## TRY IT
Count every line in the entries that follow where the word "camp" appears, then state only the total.

*** RECORD EXCERPTS ***

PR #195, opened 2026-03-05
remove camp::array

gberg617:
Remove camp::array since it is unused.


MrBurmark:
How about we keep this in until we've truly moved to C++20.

*** End of RECORD EXCERPTS ***

## SOLUTION FOR THIS PROBLEM
2